The present invention relates to a method of forming a bottom source-drain for vertical field-effect transistors and the vertical field-effect transistors formed therefrom.
In a conventional field-effect transistor (FET), the source, the drain, and the gate electrodes are arranged on the same major surface of a semiconductor, where the gate voltage controls current flow in a direction parallel to the major surface of the semiconductor that extends between the source and drain. The performance of a conventional FET depends on the doping profile, the quality of the material proximate the surface (i.e., the active layer), and the geometry of the device.
In some applications, for example, where high power capability is desired, multiple conventional FET devices are connected in parallel with one another. Because all three of the source, the drain, and the gate electrodes of each respective conventional FET are located on the same surface, relatively complicated crossover metallization patterns are required to effect the parallel connections.

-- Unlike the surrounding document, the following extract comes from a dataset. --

PR #591, opened 2017-05-14
[SNAP-1555] filter out the DDL options in connection properties

sumwale:

- skip DDL options in ExternalStoreUtils when creating the set of connection properties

In order to overcome some of these drawbacks, vertical FETs were developed. In contrast to conventional FETs, in vertical FET devices, the source to drain current flows in a direction perpendicular to the major surface of the semiconductor. For example, if the substrate surface is made horizontal, then the vertical FET is typically a vertical pillar with the drain and source being the top and bottom portion of the pillar. One of the main advantages of the vertical FET is that the channel length is not defined by lithography, but rather by methods such as epitaxial growth or layer deposition, which can provide good thickness control even at nanometer dimensions.